How it all starts:

Alcoholism starts off innocently with one drink to satisfy the curiosity of what an alcoholic drink really tastes like, as you’ve heard version of alcoholic drinks being sweet, bitter, fiery hot, ear popping, etc. Then, an attempt to try two drinks, then three drinks, etc., as a social drinker just to keep up with your buddies.

Hopefully you stop drinking before the room starts spinning around, as you have to think about how to drive home safely, though after a few more drinks that does not become a priority. You sleep it off, have a stressful 8 – 9 hours of work and repeat the previous day’s drinking night after night to “de-stress” and feel good, until you find you simply cannot do without missing a night of drinking. Before you know it, you have entered the world of alcoholism.

When you cannot control how much you drink, and keep blaming it all on stress at work or at home, and refuse to accept that you are responsible for your drinking, you have an alcohol use disorder.

Many people think the only way to go cold turkey is with willpower; i.e., like turning off a switch in your brain. So why do so many alcoholics find they cannot just control their drinking? For starters, alcohol addiction is a physical and psychological need to drink.

You may be surprised to know that alcoholism is a type of alcohol use disorder, which is considered a brain disease. It is a known medical fact now that alcohol causes changes in your brain that makes it difficult to stop. Using your willpower is like trying to cure a severe case of measles with positive thoughts – it is simply not enough.

Did you know the long-term effects of heaving drinking may include:

  • brain damage
  • heart disease
  • liver damage
  • malnutrition
  • mental health disorders including an increased risk of suicide

Steps to overcome alcoholism:

Other than going cold turkey which doesn’t work in the majority of cases, there are methods that may be able to help, some of which are outlined below.


  • Talk to a close friend:

Sometimes opening up about your work or family problems to a close friend.

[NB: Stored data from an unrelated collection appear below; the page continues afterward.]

PR #2946, opened 2020-02-21
allow linking with MinGW libs if phobos is compiled with VS 2017+

rainers:
implement weak symbol __stdio_common_vsprintf emitted by VC when compiling "snprintf" in phobos/etc/c/zlib/gzlib.c
detect msvcrt110 and msvcrt120
add test target to skip C++ tests and uuid.lib-test.

needed by https://github.com/dlang/dmd/pull/10814

### DIFF
--- a/src/rt/msvc.c
+++ b/src/rt/msvc.c
@@ -33,6 +33,8 @@ FILE* __iob_func();                 // VS2013-
 
 int _set_output_format(int format); // VS2013-
 
+int _vsnprintf(char* buffer, int buffer_length, const char* format, void* va_list); // VS2015-
+
 //extern const char* __acrt_iob_func;
 extern const char* _nullfunc = 0;
 
@@ -40,8 +42,10 @@ unsigned char msvcUsesUCRT;
 
 #if defined _M_IX86
     #define C_PREFIX "_"
+    typedef long size_t;
 #elif defined _M_X64 || defined _M_ARM || defined _M_ARM64
     #define C_PREFIX ""
+    typedef long long size_t;
 #else
     #error Unsupported architecture
 #endif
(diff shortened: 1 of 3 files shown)


src/rt/msvc.c
```diff
@@ -76,6 +80,22 @@ void init_msvc()
...
+int _msvc_stdio_common_vsprintf(
+    unsigned __int64 const options,
+    char* const buffer,
+    size_t const buffer_count,
+    char const* const format,
+    void* const locale,
+    void* const arglist
+)
+{
+    return _vsnprintf(buffer, buffer_count, format, arglist);
```
kinke: Nice. `_vsnprintf` probably isn't 100% compatible though, I guess the expected behavior is standard-compliant `vsnprintf` (always null-terminates, and there's a difference wrt. return value too IIRC).

kinke: This should mimic vsnprintf semantics:
```D
const r = _vsnprintf(buffer, buffer_count, format, arglist);
if (buffer_count != 0)
{
    if (r == buffer_count)
    {
        buffer[buffer_count - 1] = 0;
        return buffer_count;
    }
    if (r == -1)
    {
        buffer[buffer_count - 1] = 0;
        return _vsnprintf(null, 0, format, arglist);
    }
}
return r;
```

rainers: The expected behavior is encoded into the Options parameter, not sure we want to support them all. Does `_vsnprintf(null, 0,...)` work with any version of the runtime?

kinke: If it's just these 2 behaviors - legacy _vsnprintf and standard vsnprintf - then I think we should support them both. - I'm pretty sure `_vsnprintf(null, 0, ...)` has always worked, but the MSDN docs for VS < 2015 are dead.

kinke: Slightly extending the condition above should be enough to cover both behaviors, according to my WinSDK headers:
```D
enum _CRT_INTERNAL_PRINTF_STANDARD_SNPRINTF_BEHAVIOR = 2;
if ((options & _CRT_INTERNAL_PRINTF_STANDARD_SNPRINTF_BEHAVIOR) && buffer_count && buffer) ...
```

[My only worry is wrt. user C(++) libs referencing `__stdio_common_vsprintf` too, i.e., Phobos' zlib potentially not being the only user of this default implementation.]

rainers: As mentioned earlier, I think you should not use the MinGW libraries when using other libraries built with a C/C++ compiler. You will very likely run into other incompatibilities anyway.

Do choose a close confidante who has known you from before you started drinking heavily, and he or she may be able to make you see things from a different perspective.

  • Talk to your doctor:

Start off with consulting your doctor, as he will be the best person to determine if you suffer from alcoholism which can normally be seen if you display the following symptoms:

  • You have to drink every night.
  • You can’t control your drinks.
  • You feel bad or depressed when you don’t drink

Be honest and discuss your problems and goals with your doctor:

  • What causes you to drink?
  • Do you want to stop drinking completely, or drink less?
  • If you want to stop drinking, what is the reason for doing so?

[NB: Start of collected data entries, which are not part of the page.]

PR #2947, opened 2020-02-22
fix printf format

WalterBright:
Blocking https://github.com/dlang/dmd/pull/10812

### DIFF
--- a/src/gc/impl/conservative/gc.d
+++ b/src/gc/impl/conservative/gc.d
@@ -4087,7 +4087,7 @@ debug (LOGGING)
             printf("    p = %p, size = %lld, parent = %p ", p, cast(ulong)size, parent);
             if (file)
             {
-                printf("%s(%u)", file, line);
+                printf("%s(%u)", file, cast(uint)line);
             }
             printf("\n");
         }
--- a/test/exceptions/src/line_trace.d
+++ b/test/exceptions/src/line_trace.d
@@ -8,7 +8,7 @@ void main()
     {
         import core.stdc.stdio;
         auto str = e.toString();
-        printf("%.*s\n", str.length, str.ptr);
+        printf("%.*s\n", cast(int)str.length, str.ptr);
     }
 }
 


src/gc/impl/conservative/gc.d
```diff
@@ -4087,7 +4087,7 @@ debug (LOGGING)
             printf("    p = %p, size = %lld, parent = %p ", p, cast(ulong)size, parent);
             if (file)
             {
-                printf("%s(%u)", file, line);
+                printf("%s(%zu)", file, line);
```
rainers: %z doesn't work with the older VS runtimes (before VS2015 IIRC).

WalterBright: We're kinda hosed, then. Why are we supporting 5 year old VS?

WalterBright: The `z` format was standardized in 1999, 21 years ago.

rainers: %lld and a cast to long is usually used. 

> Why are we supporting 5 year old VS?

mostly because the autotester uses VS2013 and the release process uses VS2010 (hopefully updated soon, but it seems Martin doesn't want to go further than VS2015).

WalterBright: @MartinNowak what do you think?

WalterBright: (Note that I added hundreds of `zd` and `td` formats to the test suite to resolve those errors.)

rainers: Maybe the compiler should not be too pedantic: it could only warn about uint and size_t mismatches if it actually makes a difference in the ABI: for example with x64, ints are passed as 64-bit values in registers or on the stack, too. Not sure if the higher bits are allowed to contain garbage, though.

WalterBright: It makes a difference with 32 <=> 64 bit compiles.

WalterBright:
I changed this one to use the casting method instead of `z`, just to move things forward.

src/gc/impl/conservative/gc.d
rainers: No idea what you mean. In 32-bit processes there is no size-difference between int and size_t, and in 64-bit processes, single integer arguments are always passed by occupying 64-bit.

WalterBright:
The DAutoTest and buildkite failures are not relevant to this PR.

Your doctor will be able to work out a treatment plan for you that may include medication, counselling, programs or a stay at a treatment center if your alcohol dependency is severe.

Treatment Options:

Your doctor may suggest an option depending on your situation and goals:

  • Behavioral treatments – better known as alcohol counselling is where a health professional works with you to identify and help motivate you to make changes to your behaviors that lead you to drink heavily.
  • Support groups – a group that has a track record of helping alcoholics is Alcoholics Anonymous (AA). Check for a local branch you can go to.
  • Medications – these are not OTC (over the counter) and must be prescribed by a medical practitioner.
  • Rehab centers – a good option for those who want to concentrate on treatment without distractions of work or social obligations. Rehab centers are manned by qualified medical professionals who are able to safely handle situations that may get out of hand when undergoing an alcohol detox programme, as withdrawal symptoms include sweating, shaking, hallucinations or even seizures.
  • Alcohol recovery apps – in this day of digital advancement, there are apps available to provide support, strength and positivity whenever and wherever you need it on a 24/7 basis.

For iPhone users – an app called Twenty-Four Hours a Day has a memory bank of 360+ daily meditation sessions. Other noteworthy apps are 12 Steps Companion, I Am Sober, SoberTool, Nomo, Sober Grid.

For android phone users – try AlcoDroid Alcohol Tracker. I Am Sober is also available for android phones.


Recovery is based on each individual. It may take a long time, or just a few weeks. A relapse is considered part of the recovery process, and not considered a failure. Each individual must give himself or herself time to fully recover. Data shows that after 5 years, only 1 out of 7 people have issues with drinking.

Support from loved ones, friends and community will help get over rough patches in the recover phase. Be honest with them and most will understand what you are going through and give a helping hand or lend an ear.

We end off here by stating these suggestions are for individuals seeking options to address alcoholism. Do seek professional help from your doctor for a proper recovery program.